== Directions for this task ==
Output range, inclusive: from the line containing "PR #550, opened 2024-04-19" to the line containing "Kindly remove me". Restate those lines from the data below word for word and only those.

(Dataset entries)
━━━

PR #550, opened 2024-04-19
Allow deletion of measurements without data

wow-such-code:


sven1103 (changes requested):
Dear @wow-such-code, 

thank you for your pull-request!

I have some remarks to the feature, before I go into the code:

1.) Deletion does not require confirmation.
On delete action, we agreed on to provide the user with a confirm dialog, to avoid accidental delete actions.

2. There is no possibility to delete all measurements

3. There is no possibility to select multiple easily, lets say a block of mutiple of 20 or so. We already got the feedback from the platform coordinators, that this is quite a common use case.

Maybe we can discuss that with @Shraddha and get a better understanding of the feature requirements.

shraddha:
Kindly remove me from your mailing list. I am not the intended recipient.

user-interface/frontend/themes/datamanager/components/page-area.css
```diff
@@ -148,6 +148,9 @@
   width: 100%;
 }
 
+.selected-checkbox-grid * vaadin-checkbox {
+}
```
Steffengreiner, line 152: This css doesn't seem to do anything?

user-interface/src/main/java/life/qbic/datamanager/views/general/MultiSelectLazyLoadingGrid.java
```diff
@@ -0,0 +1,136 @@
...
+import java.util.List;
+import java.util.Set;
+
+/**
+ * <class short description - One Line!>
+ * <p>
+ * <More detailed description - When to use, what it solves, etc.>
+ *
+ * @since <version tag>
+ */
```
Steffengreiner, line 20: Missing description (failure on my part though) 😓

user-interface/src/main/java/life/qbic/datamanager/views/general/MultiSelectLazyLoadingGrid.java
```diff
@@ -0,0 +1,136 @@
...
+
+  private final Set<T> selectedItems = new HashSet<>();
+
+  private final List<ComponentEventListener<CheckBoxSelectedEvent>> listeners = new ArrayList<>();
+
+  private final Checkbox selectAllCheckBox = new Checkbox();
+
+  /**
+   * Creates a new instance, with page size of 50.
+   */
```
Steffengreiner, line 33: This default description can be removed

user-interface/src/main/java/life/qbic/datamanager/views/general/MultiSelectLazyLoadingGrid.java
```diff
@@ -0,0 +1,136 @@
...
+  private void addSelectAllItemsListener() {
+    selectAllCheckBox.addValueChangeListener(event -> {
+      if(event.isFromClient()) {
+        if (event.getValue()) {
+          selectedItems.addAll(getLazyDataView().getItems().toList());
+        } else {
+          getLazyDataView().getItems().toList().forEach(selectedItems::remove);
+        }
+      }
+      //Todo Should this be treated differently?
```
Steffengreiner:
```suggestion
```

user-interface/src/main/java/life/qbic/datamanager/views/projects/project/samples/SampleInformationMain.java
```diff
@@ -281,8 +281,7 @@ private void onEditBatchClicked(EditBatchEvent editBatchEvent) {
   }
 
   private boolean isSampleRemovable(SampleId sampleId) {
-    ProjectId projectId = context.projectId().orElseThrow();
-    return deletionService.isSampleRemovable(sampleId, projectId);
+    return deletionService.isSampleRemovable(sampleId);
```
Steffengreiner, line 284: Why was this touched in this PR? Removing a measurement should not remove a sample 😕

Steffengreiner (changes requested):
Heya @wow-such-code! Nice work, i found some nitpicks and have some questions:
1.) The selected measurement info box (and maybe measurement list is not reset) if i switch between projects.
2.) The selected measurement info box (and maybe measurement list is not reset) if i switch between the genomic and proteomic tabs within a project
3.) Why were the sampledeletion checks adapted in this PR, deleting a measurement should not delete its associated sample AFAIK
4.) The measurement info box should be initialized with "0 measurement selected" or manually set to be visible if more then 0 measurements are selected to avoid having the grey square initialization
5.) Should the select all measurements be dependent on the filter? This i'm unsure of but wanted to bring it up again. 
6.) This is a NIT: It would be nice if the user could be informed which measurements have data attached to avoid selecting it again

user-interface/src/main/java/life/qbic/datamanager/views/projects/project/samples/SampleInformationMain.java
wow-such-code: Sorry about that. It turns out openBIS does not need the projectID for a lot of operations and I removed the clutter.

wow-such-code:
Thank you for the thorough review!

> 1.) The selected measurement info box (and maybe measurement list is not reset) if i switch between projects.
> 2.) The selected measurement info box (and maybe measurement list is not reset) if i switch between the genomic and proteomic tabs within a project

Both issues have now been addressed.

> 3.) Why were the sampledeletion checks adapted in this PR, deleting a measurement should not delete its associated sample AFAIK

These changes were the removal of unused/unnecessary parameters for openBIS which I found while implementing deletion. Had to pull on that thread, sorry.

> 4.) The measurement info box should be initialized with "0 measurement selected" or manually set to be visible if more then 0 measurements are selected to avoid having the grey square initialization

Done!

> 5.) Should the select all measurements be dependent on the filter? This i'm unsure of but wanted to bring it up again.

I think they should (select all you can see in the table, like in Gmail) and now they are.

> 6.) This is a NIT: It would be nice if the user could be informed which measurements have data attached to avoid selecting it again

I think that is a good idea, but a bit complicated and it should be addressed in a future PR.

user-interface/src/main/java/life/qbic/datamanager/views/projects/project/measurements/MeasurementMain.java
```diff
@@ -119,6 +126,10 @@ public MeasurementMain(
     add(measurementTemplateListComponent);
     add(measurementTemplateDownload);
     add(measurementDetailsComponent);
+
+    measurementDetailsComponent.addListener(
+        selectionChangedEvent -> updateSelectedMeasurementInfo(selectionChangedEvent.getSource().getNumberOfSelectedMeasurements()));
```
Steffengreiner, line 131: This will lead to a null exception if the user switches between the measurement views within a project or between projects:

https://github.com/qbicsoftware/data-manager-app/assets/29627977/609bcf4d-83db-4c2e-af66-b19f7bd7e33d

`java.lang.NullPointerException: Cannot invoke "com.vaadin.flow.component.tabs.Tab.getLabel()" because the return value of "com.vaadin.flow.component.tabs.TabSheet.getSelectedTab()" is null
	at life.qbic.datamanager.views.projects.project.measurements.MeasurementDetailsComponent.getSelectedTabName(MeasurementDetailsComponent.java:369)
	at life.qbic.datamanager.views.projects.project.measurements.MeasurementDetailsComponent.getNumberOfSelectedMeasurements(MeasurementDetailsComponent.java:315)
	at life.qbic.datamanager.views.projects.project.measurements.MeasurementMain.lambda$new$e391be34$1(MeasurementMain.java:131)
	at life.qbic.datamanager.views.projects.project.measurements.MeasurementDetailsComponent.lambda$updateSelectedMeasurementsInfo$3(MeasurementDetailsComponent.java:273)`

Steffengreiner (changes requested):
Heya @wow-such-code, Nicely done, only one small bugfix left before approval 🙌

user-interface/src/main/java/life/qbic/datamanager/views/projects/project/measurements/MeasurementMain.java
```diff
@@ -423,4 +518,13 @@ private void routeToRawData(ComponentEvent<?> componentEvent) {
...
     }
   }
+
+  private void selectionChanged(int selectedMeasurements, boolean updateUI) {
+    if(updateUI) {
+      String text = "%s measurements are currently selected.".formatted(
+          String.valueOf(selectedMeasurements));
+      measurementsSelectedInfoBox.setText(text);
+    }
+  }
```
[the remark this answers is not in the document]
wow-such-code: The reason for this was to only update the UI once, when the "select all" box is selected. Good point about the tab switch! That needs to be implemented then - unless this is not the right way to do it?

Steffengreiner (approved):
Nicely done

━━━

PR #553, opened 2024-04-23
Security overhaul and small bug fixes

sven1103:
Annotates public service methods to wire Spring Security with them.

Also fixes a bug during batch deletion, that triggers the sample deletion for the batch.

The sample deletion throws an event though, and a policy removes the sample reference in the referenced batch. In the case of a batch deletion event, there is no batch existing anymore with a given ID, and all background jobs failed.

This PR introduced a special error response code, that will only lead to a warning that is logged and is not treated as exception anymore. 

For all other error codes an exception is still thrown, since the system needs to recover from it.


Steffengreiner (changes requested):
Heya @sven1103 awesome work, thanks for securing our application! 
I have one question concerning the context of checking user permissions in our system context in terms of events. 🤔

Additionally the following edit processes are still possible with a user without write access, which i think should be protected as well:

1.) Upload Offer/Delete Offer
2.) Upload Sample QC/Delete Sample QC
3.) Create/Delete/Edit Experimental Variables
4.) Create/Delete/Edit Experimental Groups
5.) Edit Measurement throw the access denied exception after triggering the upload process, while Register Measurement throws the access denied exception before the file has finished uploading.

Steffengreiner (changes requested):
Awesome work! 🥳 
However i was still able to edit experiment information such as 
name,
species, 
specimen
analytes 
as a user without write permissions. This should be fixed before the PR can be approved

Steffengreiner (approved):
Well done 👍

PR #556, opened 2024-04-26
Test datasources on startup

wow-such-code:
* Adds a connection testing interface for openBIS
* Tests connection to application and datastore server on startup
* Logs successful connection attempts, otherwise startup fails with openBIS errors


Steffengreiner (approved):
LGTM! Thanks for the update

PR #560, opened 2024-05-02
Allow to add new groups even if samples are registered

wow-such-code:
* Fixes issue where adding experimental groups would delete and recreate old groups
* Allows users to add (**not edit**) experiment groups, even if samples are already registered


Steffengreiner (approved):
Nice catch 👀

━━━

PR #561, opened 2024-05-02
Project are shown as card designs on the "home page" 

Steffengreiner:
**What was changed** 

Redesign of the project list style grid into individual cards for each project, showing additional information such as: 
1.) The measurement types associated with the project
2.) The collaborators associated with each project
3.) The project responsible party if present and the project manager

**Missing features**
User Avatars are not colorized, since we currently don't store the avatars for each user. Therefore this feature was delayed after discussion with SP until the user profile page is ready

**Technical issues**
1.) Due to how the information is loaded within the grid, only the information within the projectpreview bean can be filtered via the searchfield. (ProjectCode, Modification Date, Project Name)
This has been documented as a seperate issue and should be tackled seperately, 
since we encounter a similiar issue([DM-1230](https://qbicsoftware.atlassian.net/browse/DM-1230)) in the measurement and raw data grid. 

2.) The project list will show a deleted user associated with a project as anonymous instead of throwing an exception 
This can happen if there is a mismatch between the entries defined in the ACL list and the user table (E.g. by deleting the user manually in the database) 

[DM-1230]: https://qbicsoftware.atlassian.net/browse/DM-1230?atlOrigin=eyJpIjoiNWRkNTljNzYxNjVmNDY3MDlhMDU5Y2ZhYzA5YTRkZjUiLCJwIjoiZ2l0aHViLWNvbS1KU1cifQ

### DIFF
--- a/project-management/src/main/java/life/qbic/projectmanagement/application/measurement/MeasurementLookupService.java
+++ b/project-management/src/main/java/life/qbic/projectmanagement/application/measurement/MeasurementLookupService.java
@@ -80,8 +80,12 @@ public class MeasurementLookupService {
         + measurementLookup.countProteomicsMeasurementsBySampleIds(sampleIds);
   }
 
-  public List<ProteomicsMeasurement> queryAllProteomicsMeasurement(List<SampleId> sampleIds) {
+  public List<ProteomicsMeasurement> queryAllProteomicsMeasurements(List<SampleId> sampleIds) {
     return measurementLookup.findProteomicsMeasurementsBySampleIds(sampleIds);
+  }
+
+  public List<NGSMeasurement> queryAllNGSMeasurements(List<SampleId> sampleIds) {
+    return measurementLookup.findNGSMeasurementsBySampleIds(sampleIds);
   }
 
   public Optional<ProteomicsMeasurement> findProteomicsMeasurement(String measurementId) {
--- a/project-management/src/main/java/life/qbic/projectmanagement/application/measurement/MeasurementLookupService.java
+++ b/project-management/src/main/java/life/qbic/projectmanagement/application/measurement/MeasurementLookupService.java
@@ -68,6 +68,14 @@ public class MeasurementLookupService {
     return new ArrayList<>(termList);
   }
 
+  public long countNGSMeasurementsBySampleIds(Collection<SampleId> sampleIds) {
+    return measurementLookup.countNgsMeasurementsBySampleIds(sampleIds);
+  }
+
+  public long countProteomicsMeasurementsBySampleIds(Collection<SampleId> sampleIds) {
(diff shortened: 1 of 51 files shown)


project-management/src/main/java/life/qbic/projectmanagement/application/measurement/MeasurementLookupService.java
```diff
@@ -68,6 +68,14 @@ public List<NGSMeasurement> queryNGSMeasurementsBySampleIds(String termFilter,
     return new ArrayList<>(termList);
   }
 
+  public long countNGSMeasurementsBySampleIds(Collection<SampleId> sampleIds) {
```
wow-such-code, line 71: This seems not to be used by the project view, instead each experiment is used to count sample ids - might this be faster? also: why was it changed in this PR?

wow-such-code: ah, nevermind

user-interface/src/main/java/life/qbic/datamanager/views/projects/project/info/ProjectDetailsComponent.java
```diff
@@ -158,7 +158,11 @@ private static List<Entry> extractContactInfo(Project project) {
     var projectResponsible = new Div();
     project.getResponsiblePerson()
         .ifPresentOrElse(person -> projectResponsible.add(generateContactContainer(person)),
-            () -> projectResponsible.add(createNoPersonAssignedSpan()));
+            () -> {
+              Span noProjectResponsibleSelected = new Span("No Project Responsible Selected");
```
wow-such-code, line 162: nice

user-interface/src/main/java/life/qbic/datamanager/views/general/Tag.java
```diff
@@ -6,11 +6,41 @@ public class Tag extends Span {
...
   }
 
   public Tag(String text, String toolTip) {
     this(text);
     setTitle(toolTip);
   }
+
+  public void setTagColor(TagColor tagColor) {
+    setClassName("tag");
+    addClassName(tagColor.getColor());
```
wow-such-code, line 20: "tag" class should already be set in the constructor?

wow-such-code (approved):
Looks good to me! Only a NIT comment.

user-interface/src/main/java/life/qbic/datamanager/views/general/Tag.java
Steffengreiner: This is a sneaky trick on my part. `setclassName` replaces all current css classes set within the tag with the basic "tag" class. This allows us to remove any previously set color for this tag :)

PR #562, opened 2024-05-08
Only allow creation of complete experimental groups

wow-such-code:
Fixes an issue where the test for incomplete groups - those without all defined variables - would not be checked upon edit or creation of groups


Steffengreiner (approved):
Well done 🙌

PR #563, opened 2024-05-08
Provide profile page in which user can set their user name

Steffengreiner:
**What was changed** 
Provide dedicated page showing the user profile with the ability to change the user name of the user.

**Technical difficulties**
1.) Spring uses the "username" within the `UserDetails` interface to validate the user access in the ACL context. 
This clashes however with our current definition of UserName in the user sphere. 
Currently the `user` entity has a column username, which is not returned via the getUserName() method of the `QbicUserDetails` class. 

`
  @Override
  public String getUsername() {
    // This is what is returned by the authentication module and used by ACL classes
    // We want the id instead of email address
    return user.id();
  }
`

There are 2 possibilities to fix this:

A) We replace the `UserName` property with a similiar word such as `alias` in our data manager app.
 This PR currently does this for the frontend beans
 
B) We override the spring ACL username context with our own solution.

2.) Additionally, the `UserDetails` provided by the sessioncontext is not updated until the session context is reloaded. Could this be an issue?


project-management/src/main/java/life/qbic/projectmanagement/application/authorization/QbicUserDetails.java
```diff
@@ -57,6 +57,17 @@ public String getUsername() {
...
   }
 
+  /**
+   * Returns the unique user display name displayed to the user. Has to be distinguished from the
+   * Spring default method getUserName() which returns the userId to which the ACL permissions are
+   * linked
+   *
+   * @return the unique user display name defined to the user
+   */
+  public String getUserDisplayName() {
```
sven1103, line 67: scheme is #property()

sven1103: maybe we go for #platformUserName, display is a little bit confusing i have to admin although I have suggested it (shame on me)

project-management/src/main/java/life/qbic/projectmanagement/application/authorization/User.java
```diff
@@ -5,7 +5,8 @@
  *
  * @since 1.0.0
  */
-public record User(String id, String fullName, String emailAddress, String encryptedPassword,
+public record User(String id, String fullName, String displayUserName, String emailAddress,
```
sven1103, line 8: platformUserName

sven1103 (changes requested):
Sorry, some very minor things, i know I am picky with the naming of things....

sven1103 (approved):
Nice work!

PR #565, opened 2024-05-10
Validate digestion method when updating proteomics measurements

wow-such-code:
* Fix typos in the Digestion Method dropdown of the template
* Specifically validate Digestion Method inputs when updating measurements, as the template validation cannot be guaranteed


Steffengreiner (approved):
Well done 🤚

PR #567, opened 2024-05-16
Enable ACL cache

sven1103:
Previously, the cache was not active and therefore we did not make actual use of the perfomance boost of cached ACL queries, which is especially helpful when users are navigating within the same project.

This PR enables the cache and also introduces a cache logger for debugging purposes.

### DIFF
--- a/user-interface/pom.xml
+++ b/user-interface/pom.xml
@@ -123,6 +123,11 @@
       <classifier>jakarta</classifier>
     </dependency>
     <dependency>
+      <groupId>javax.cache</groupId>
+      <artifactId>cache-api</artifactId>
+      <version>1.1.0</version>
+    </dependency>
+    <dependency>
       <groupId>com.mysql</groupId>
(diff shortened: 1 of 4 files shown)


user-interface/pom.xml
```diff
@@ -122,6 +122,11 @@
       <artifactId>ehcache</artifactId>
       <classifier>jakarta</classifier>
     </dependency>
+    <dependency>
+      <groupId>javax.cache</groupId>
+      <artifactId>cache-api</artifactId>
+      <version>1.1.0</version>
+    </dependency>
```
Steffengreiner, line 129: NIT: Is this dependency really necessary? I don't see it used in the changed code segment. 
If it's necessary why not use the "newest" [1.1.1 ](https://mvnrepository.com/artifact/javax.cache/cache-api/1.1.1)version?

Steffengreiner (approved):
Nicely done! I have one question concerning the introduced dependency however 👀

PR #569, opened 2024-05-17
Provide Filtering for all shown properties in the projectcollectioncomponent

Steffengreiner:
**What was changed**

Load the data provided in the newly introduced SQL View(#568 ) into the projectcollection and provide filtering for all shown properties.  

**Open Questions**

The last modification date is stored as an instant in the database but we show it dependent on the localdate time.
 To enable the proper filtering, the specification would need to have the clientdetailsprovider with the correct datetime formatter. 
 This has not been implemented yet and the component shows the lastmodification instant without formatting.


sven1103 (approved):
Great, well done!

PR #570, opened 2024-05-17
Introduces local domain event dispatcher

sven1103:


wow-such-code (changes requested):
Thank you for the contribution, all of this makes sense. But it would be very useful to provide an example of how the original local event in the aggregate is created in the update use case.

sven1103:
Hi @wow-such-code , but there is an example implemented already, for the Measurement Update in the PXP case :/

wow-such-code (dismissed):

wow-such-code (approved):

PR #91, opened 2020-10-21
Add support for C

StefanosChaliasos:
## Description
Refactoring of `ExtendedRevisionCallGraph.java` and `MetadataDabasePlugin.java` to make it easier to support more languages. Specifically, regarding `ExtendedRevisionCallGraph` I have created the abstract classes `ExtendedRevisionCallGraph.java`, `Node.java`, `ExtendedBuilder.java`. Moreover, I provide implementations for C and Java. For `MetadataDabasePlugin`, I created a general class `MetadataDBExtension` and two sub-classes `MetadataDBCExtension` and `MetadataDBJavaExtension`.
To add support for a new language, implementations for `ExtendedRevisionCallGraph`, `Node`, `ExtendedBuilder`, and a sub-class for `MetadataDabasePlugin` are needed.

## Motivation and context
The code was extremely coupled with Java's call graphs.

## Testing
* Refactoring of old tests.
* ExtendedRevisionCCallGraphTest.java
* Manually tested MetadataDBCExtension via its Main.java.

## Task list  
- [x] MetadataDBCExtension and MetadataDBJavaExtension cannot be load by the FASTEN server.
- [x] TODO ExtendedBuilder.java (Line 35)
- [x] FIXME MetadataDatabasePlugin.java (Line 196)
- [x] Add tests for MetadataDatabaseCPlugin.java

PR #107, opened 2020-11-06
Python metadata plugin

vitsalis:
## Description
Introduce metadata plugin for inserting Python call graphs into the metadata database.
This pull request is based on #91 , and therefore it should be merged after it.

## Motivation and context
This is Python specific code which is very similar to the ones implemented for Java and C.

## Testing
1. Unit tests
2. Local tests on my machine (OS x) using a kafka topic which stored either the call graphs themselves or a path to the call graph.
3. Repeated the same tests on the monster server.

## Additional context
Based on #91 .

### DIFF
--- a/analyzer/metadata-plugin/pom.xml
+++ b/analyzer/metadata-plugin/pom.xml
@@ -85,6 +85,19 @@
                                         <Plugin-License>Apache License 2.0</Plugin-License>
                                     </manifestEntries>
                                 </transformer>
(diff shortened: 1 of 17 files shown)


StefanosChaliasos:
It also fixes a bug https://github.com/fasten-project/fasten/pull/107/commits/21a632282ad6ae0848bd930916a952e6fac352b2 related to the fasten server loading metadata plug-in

━━━

== Task output ==
PR #550, opened 2024-04-19
Allow deletion of measurements without data

wow-such-code:


sven1103 (changes requested):
Dear @wow-such-code, 

thank you for your pull-request!

I have some remarks to the feature, before I go into the code:

1.) Deletion does not require confirmation.
On delete action, we agreed on to provide the user with a confirm dialog, to avoid accidental delete actions.

2. There is no possibility to delete all measurements

3. There is no possibility to select multiple easily, lets say a block of mutiple of 20 or so. We already got the feedback from the platform coordinators, that this is quite a common use case.

Maybe we can discuss that with @Shraddha and get a better understanding of the feature requirements.

shraddha:
Kindly remove me from your mailing list. I am not the intended recipient.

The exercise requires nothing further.